Прежде всего — а кто вам (оскорбленным коллективам) мешал получить льготы в их прежнем виде? Знаменитый указ #721 от 1 июля 1992 года не только вам это разрешал, он вас к этому обязывал, да еще и назначал жесточайшие сроки. Не послушались? не успели — не сумели — задержали чиновники — и прочее? Вот и пеняйте на себя. Чиновников при желании вполне можно было "продавить", чему есть масса примеров.
А потом — ну кто же, кроме отдельных малолеток, верит, что льготы действительно шли коллективам? Это на бумаге 51% акций принадлежал "коллективу", а на деле — в девяти случаях из десяти — львиная их доля принадлежала некоторой тесной группе лиц, как правило — во главе с директором. Отказ от так употребляемых льгот изменит только одно: новый хозяин (хоть и тот же директор) проявится открыто. Неужели это так уж плохо?
Во-вторых, ликвидация основной из названных нами выше льгот — сверхдешевизны приватизируемого имущества. Непристойно низкая начальная оценка этого имущества, как показывает практика, не столько открывает доступ к нему для рядового труженика (а это, вероятно, в какой-то степени имелось в виду), сколько делает его привлекательнейшим объектом для краткосрочных спекуляций, то есть отнимает время и деньги у того реального собственника, к которому все равно так или иначе в конце концов попадает.
Конечно, в идеале следовало бы перейти к "штучному" методу оценки предприятий (например, с помощью аудиторских и брокерских фирм), но в нынешних российских условиях "об этом можно только мечтать". Да и мечтать не стоит: можно вообразить, какой простор открылся бы для злоупотреблений.

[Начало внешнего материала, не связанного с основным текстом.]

Issue #3872, opened 2019-06-26
--no-forcing on a per-file basis (make it a pragma option)


andreasabel:
Currently `--no-forcing` is a command-line option, but it could also be a pragma option (per file basis).  Since `--no-forcing` only steers the analysis which constructor arguments should be forced, but not what the compiler does with it, there is no risk of incompatibility of interfaces if `--no-forcing` modules use `--forcing` modules or vice versa.  In fact, forcing could be disabled (or enabled) on a per-definition basis, similar to `{-# NO_POSITIVITY_CHECK #-}` and friends.  A first step is to enable it on a per-file basis.

Use case: currently erasure `@0` can be incompatible with forcing.  E.g.:
```agda
{-# OPTIONS --no-forcing #-}

module _ where

open import Data.Nat
open import Data.List

module _ {a} {A : Set a} where

  variable
    x y z : A
    @0 xs ys zs : List A

  data FSet : List A → Set a where
    ∅   : FSet []
    _∪_ : FSet xs → FSet ys → FSet (xs ++ ys)
    sg  : (x : A) → FSet (x ∷ [])
    -- x is forced here, but this is not wanted.
    -- We need a way to tell the forcing machinery to not erase x,
    -- e.g. by an __explicit__ retainment annotation @ω.
    -- But currently, the default is also @ω, thus, we cannot tell.

  elements : FSet xs → List A
  elements ∅       = []
  elements (s ∪ t) = elements s ++ elements t
  elements (sg x)  = [ x ]
```
This gives for the last occurrence of `x`:
```
Variable x is declared erased, so it cannot be used here
when checking that the expression x has type A
```
The error goes away with `--no-forcing`.

Similar: #2810.

PR #6870, opened 2023-09-20
[ fix #6867 ] Only consider arguments with @0 for forcing if --erasure is on

### LINKED ISSUE #6867: Agda rejects identity function on indexed datatype with erased index
Consider the following example:
```agda
postulate A : Set

data This : A → Set where
  this : (x : A) → This x

id-this : ∀ {@0 x} → This x → This x
id-this (this x) = this x
```
Agda complains:
```
Variable x is declared erased, so it cannot be used here
when checking that the expression x has type A
```
Without the `@0` in the type signature of `id-this`, the definition is accepted. Intuitively, it feels wrong that marking something in the type signature (which is anyway erased) with `@0` makes Agda consider a constructor argument to be erased.

This reminds me of a general issue with modalities in the LHS unifier that I remember discussing with @anuyts a long time ago, so perhaps he has an opinion on the matter.

jespercockx:
This implements my suggested fix for #6867: when `--erasure` is on, we only consider arguments to be forced if they have a `@0` annotation. This is because forced arguments need to be reconstructible from the type, but the type lives at modality `@0`.

### DIFF
--- a/doc/user-manual/language/generalization-of-declared-variables.lagda.rst
+++ b/doc/user-manual/language/generalization-of-declared-variables.lagda.rst
@@ -61,7 +61,7 @@ Nested generalization
 
 ..
   ::
-  module _ where
+  module Nested where
 
 When generalizing a variable, any generalizable variables in its type are also generalized
 over. For instance, you can declare ``A`` to be a type at some level ``ℓ`` as
@@ -132,23 +132,23 @@ metavariable created for ``ℓ`` is solved to level 0 and is thus not generalize
 A typical case where this happens is when you have dependencies between different nested
 variables. For instance::
 
-  postulate
-    Con : Set
+    postulate
+      Con : Set
 
-  variable
-    Γ Δ Θ : Con
+    variable
+      Γ Δ Θ : Con
 
-  postulate
-    Sub : Con → Con → Set
+    postulate
+      Sub : Con → Con → Set
 
-    idS : Sub Γ Γ
-    _∘_ : Sub Γ Δ → Sub Δ Θ → Sub Γ Θ
+      idS : Sub Γ Γ
+      _∘_ : Sub Γ Δ → Sub Δ Θ → Sub Γ Θ
 
-  variable
-    δ σ γ : Sub Γ Δ
+    variable
+      δ σ γ : Sub Γ Δ
 
-  postulate
-    assoc : δ ∘ (σ ∘ γ) ≡ (δ ∘ σ) ∘ γ
+    postulate
+      assoc : δ ∘ (σ ∘ γ) ≡ (δ ∘ σ) ∘ γ
 
 In the type of ``assoc`` each substitution gets two nested variable metas for their contexts,
 but the type of ``_∘_`` requires the contexts of its arguments to match up, so some of
@@ -156,8 +156,8 @@ these metavariables are solved. The resulting type is
 
 .. code-block:: agda
 
-  assoc : {δ.Γ δ.Δ : Con} {δ : Sub δ.Γ δ.Δ} {σ.Δ : Con} {σ : Sub δ.Δ σ.Δ}
-          {γ.Δ : Con} {γ : Sub σ.Δ γ.Δ} → (δ ∘ (σ ∘ γ)) ≡ ((δ ∘ σ) ∘ γ)
+    assoc : {δ.Γ δ.Δ : Con} {δ : Sub δ.Γ δ.Δ} {σ.Δ : Con} {σ : Sub δ.Δ σ.Δ}
+            {γ.Δ : Con} {γ : Sub σ.Δ γ.Δ} → (δ ∘ (σ ∘ γ)) ≡ ((δ ∘ σ) ∘ γ)
 
 where we can see from the names that ``σ.Γ`` was unified with ``δ.Δ`` and ``γ.Γ`` with
 ``σ.Δ``. In general, when unifying two metavariables the "youngest" one is eliminated which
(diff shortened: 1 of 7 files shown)


UlfNorell (approved):

andreasabel:
@jespercockx : The CI failure for the user manual could point to a real problem, try `make user-manual-html` locally.

jespercockx:
Consider me slightly annoyed by the fact that a *missing newline* was causing Sphinx to reject the file. Also, when I first pushed I ran `user-manual-test` but not `user-manual-html`, aren't the tests supposed to catch these kind of errors?

jespercockx:
This time I don't think it's my fault anymore:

Поэтому должен быть введен способ оценки, столь же механический, как ныне действующий, но более приближенный к реальности: по последнему утвержденному балансу. И проверить просто — и на правду похоже. Если не бояться дать в руки чиновникам лишний рычаг, можно ввести поправочные коэффициенты: повышательные, например, для монополистов и заведомых экспортеров — и понижательные, для предприятий, близких к банкротству. Если не переусложнять такую систему поправок, получаемые оценки стоимости предприятий все-таки будут без особого труда поддаваться проверке.
И коллективам будет психологически легче "в новом масштабе цен": при такой оценке 5-15% покажутся куда более завидным приобретением, чем нынешние 51%. И уважаемый мэр Москвы будет доволен: госсобственность будет продаваться уже за очень многозначные суммы.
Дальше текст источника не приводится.